Background: The cause of FMS is unknown, but compelling evidence implicates a pain amplification process, resembling allodynia, that involves pro-nociceptive neurochemicals like substance P [SP], nerve growth factor, and excitatory amino acids. It was reasonable to expect that fMRI of the central nervous system [CNS] might provide a resource for evaluating the anatomy and physiology of allodynic pain processing in FMS.  

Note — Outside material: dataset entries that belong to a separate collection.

PR #15943, opened 2026-08-29
feat(tauri): opt-in forwarding of webview console output and page errors to the log crate

### LINKED ISSUE #15942: No supported console-to-backend pipe, and the hand-rolled one has three ordering hazards
There is no supported way to get webview console output and uncaught errors into the host process log. Everyone hand-rolls it, and the hand-rolled version has three hazards that each cost a debugging round.

## What I wrote, and what bit be

An initialization script that forwards `console.*`, `error` and `unhandledrejection` over an IPC command into `tracing`.

Three things had to be right:

**Buffering.**
An init script runs before the page's own scripts, and Tauri's IPC bootstrap is itself injected that way, so `__TAURI_INTERNALS__` is not reliably present when the script executes. Sending eagerly throws on the first message and loses exactly the window where boot failures happen. (I queue and flush on a short poll.)

**Capture phase.**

Methods: An experimental system was developed to allow non-invasive fMRI of the brain to determine the CNS effects of graded stimulation of a typical TeP. FMS patients and demographically-matched healthy controls [HNC] were recruited. All had known levels of lumbar spinal fluid SP. Clinical measures of subjective pain, insomnia, depression, and functional ability were obtained. The pressure pain threshold [PPT] was pre-determined for each subject by algometry. A computer driven cutaneous electrical stimulator device [invented locally] used a random testing protocol to separately determine the heat sensory and heat pain thresholds. A semi-automated, air pressure-driven algometer [invented locally, safe for use with MRI] reproducibly delivered sequential sets of graded pressure stimuli to the right medial knee TeP while the subject was being continuously monitored by fMRI. These fMRI experiments were performed on a 1.9 T GE/Elscint Prestige MRI scanner located in the Research Imaging Center at the UTHSCSA. A T2-weighted, multiple slices, echo-planar, gradient-echo pulse sequence was used with the parameters of TR/TE/flip angle = 2000 ms/45 ms/90-deg, slice thickness = 6 mm, and image spatial resolution = 2.9 mm x 2.9 mm. The sequence for each of the 10 identically repeated test sets was: resting [i.e., no contact] for 30 seconds, non-painful pressure below the PPT for six seconds, resting for 30 seconds, painful pressure above the PPT for six seconds. The averaged resting fMRI signals were separately subtracted from the averaged signals obtained with each of the active stimuli. The resultant, stimulus-specific activation fMRI images were overlaid on the relevant MRI anatomic images to facilitate identification of the activated CNS structures.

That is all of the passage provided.